**EXERCISE MATERIAL**

PR #962, opened 2024-03-20
Temporary check for old object stores when using `0.8.0`

gareth-j:
* **Summary of changes** 

This adds some functionality to the `read_local_config` function to check for old non-Zarr object stores and remove them from the config dictionary that OpenGHG will use internally when doing lookups etc. This does **not** remove them from the config file on disk. 

It could be some useful temporary functionality to allow users to have multiple virtual environments and versions of OpenGHG in use whilst populating their new store / new shared stores are populated.

This also means they can have new and old stores in their config file whilst the changeover happens.

### DIFF
--- a/openghg/objectstore/_local_store.py
+++ b/openghg/objectstore/_local_store.py
@@ -82,7 +82,7 @@ def get_writable_bucket(name: Optional[str] = None) -> str:
     if not writable_buckets:
         raise ObjectStoreError("No writable object stores found. Check configuration file.")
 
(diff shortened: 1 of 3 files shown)


SutarPrasad (commented):
Just a question? Do we want it to still allow the record processing if the user has an old store? For now, it throws the warning and then processes the record in the presence of the old store.

SutarPrasad (approved):
Looks good working as expected on local.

**WHAT YOU ARE ASKED TO DO**
In the listing above, please copy exactly the lines from the first through the one that contains "This adds some", and no others.

**YOUR RESPONSE**
PR #962, opened 2024-03-20
Temporary check for old object stores when using `0.8.0`

gareth-j:
* **Summary of changes** 

This adds some functionality to the `read_local_config` function to check for old non-Zarr object stores and remove them from the config dictionary that OpenGHG will use internally when doing lookups etc. This does **not** remove them from the config file on disk. 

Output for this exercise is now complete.